PR #9985, opened 2017-09-28
Remove unnecessary ifdef that broke cursor hiding on SDL.

hrydgard:
Thanks Bracket-. See #9548 comments.


Bracket-:
Forgot the test at PCMain.cpp#L861

hrydgard:
Indeed, fixed.

Bracket-:
Thanks! 👍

▸ **What you will do**:
Would you repeat all of the entries exactly?

▸ **Written answer**:
PR #9985, opened 2017-09-28
Remove unnecessary ifdef that broke cursor hiding on SDL.

hrydgard:
Thanks Bracket-. See #9548 comments.


Bracket-:
Forgot the test at PCMain.cpp#L861

hrydgard:
Indeed, fixed.

Bracket-:
Thanks! 👍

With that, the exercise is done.